Against: historical/measurement bias – arrest records reflect where police already patrolled, not where crime occurs, so the model sends more patrols to already-over-policed areas → more arrests there → the data “confirms” the bias (a feedback loop); accountability – who answers for a community wrongly targeted; transparency – residents can’t see or challenge why their area is flagged; societal impact – erodes trust, entrenches inequality.
Conclusion: a calibrated judgment. Defensible positions include “not justifiable while trained on arrest data” and “justifiable only if trained on victim-report/calls-for-service data, audited for per-area fairness, transparent, and with human accountability.” Reward the conditions.

Marking note: top band requires the feedback-loop insight and a conclusion that states conditions rather than a flat verdict.

Challenge 7: Train-from-scratch vs fine-tune -- Evaluate (10 marks)

Indicative content: weigh (a) maximum accuracy of a new large model against (b) the far lower energy/hardware cost of fine-tuning a smaller existing one for slightly lower accuracy. Bring in environmental impact (compute energy, cooling, hardware), societal benefit (does the accuracy gain actually help users, or is it marginal?), and cost/sustainability. A strong Evaluate reaches a recommendation and justifies it against criteria – typically fine-tuning unless the accuracy gain delivers a benefit large enough to justify the energy cost.

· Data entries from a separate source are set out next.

PR #17, opened 2023-09-06
ENG 1869: Code formatting and general improvements

pistomat:


.github/workflows/ci.yaml
```diff
@@ -37,16 +37,14 @@ jobs:
     steps:
       - name: Checkout
         uses: actions/checkout@v3
-      - name: Setup Rust
-        uses: actions-rs/toolchain@v1
+      - name: Setup toolchain
+        uses: dtolnay/rust-toolchain@master
```
tvinagre: Can you explain what's the difference?

tvinagre: Also, can we explicit a version? `master` can change and alter the behaviour of the ci

src/main.rs
```diff
@@ -21,37 +25,44 @@ mod rpc;
...
-        println!("The environment variable SUBSTREAMS_API_TOKEN must be set also");
-        println!("and should contain a valid Substream API token.");
-        exit(1);
-    }
+    let args = Args::parse();
 
-    let endpoint_url = env::args().nth(1).unwrap();
-    let package_file = env::args().nth(2).unwrap();
-    let module_name = env::args().nth(3).unwrap();
+    let api_token = env::var("SUBSTREAMS_API_TOKEN").ok();
```
tvinagre: If we enable `env` from `clap` you can parse envvars as well I think

` clap = { version = "...", features = ["env"] } `

.github/workflows/ci.yaml
pistomat: `actions-rs/toolchain` is [no longer maintained](https://github.com/actions-rs/toolchain/issues/216), so switched to actively maintained (and slimmer) action that seems to be the standard now.

src/substreams/stream.rs
```diff
@@ -113,36 +117,31 @@ fn stream_blocks(
...
+                                if let Some(duration) = backoff.next() {
+                                    sleep(duration).await
+                                } else {
+                                    return Err(anyhow!("Backoff requested to stop retrying, quitting"))?;
                                 }
 
-                                println!("Received tonic error {:#}", status);
-                                encountered_error = true;
-                                break;
+                                continue 'retry_loop;
```
pistomat, line 132: I tried to refactor this function using loop labels to make it more legible and remove the `encountered_error` flag, I am not 100% sure I didn't break it.

src/substreams/stream.rs
```diff
@@ -113,36 +117,31 @@ fn stream_blocks(
...
+                                    return Err(anyhow::Error::new(status.clone()))?;
+                                }
+
+                                error!("Received tonic error {:#}", status);
+
+                                // If we reach this point, we must wait a bit before retrying
+                                if let Some(duration) = backoff.next() {
+                                    sleep(duration).await
+                                } else {
+                                    return Err(anyhow!("Backoff requested to stop retrying, quitting"))?;
```
pistomat, line 129: The `Err` was not returned before.

src/substreams/stream.rs
```diff
@@ -113,36 +117,31 @@ fn stream_blocks(
                                 // Unauthenticated errors are not retried, we forward the error back to the
                                 // stream consumer which handles it
                                 if status.code() == tonic::Code::Unauthenticated {
-                                    Err(anyhow::Error::new(status.clone()))?;
+                                    return Err(anyhow::Error::new(status.clone()))?;
```
pistomat, line 120: The `Err` was not returned before.

.github/workflows/ci.yaml
tvinagre: Awesome, thanks!

src/substreams/stream.rs
kayibal: Haven't reviewed yet, but this code is from a template, so we have no tests for it. A bit careful to change things in there. Would be ideal to run this against the substreams-ambient spkg. To make sure things still work.

src/storage/mod.rs
```diff
@@ -484,8 +478,7 @@ pub trait ContractStateGateway {
     ///
     /// # Parameters
     /// - `id` The identifier for the contract.
-    /// - `version` Version at which to retrieve state for. None retrieves the latest
-    ///   state.
+    /// - `version` Version at which to retrieve state for. None retrieves the latest state.
```
kayibal, line 481: Hm any idea why this diff?

rustfmt.toml
```diff
@@ -0,0 +1,9 @@
+reorder_imports = true
+imports_granularity = "Crate"
+use_small_heuristics = "Max"
+comment_width = 100
```
kayibal, line 4: Any string preference for 100? We usually use 88 or 89.

src/storage/postgres/contract_state.rs
```diff
@@ -123,11 +123,8 @@ where
             schema::account::created_at.eq(created_ts),
             schema::account::address.eq(new.address.as_bytes()),
         ));
-        let acc_id = query
-            .returning(schema::account::id)
-            .get_result::<i64>(db)
-            .await
-            .map_err(|err| {
+        let acc_id =
+            query.returning(schema::account::id).get_result::<i64>(db).await.map_err(|err| {
```
kayibal: To be honest, I find this way less readable compared to the old version. What do you think? Can we keep the old way of formatting for chains?

src/substreams/stream.rs
kayibal: Hm interesting buggy template repo, they probably appreciate the fix here as well: https://github.com/streamingfast/substreams-sink-rust

rustfmt.toml
pistomat: This is a copy paste from Reth, we can ofc use 88 or 89 if it is the consensus, but I generally use widescreen and prefer 100 or 120.

src/storage/mod.rs
pistomat: I guess because `comment_width = 100` so it unwraps the line, because it still fits.

src/storage/postgres/contract_state.rs
tvinagre: I agree with @kayibal I prefer the new lines

rustfmt.toml
pistomat: Also this is just the comment width, the default code width is also 100, so this makes code length match comment length.

src/storage/postgres/contract_state.rs
pistomat: We can set it to `chain_width=40` which would make chains with width over 40 unroll like this.

src/models.rs
```diff
@@ -16,7 +17,7 @@ impl TryFrom<String> for Chain {
     type Error = ChainError;
 
     fn try_from(value: String) -> Result<Self, Self::Error> {
-        match value.as_str() {
+        match value.to_lowercase().as_str() {
```
carloszanella, line 20: Logic changes, refactoring, and formatting changes usually better in separate commits, so it's easier for the reviewer

src/extractor/runner.rs
```diff
@@ -187,9 +186,6 @@ where
             control_rx: ctrl_rx,
         };
 
-        Ok(ExtractorHandle {
-            handle: runner.run(),
-            control_tx: ctrl_tx,
-        })
+        Ok(ExtractorHandle { handle: runner.run(), control_tx: ctrl_tx })
```
carloszanella, line 195: Are we using a new formatter now? Or different settings?

src/storage/postgres/contract_state.rs
carloszanella: I also prefer the previous format

src/models.rs
pistomat: Agree, I had too many commits though, squashed some and then tried to separate the changes into logical commits, but missed some.

src/extractor/runner.rs
pistomat: I added the `rustfmt.toml` settings and we are using nightly formatting now to increase the number of lints.

src/substreams/stream.rs
pistomat: I tried to run both the previous and the new version, found a bug, fixed it, now it works as expected.

src/substreams/stream.rs
pistomat: I created a PR there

Marking note: “Evaluate” needs an explicit recommendation with weighed criteria; balanced discussion with no recommendation caps below top band.

Integration notes

In class: the nine dimensions, the bias types, and the live-built worked example. The structure must be modelled, not assigned. Homework: Core 1-3 after Period 1; one Extension Discuss after Period 2. Assessment prep: a timed Challenge Discuss with peer-marking against the four-point checklist.

Connects to: Computing in Daily Life (the societal half, A4.4.2); Databases (data protection, privacy); Networks (encryption, security).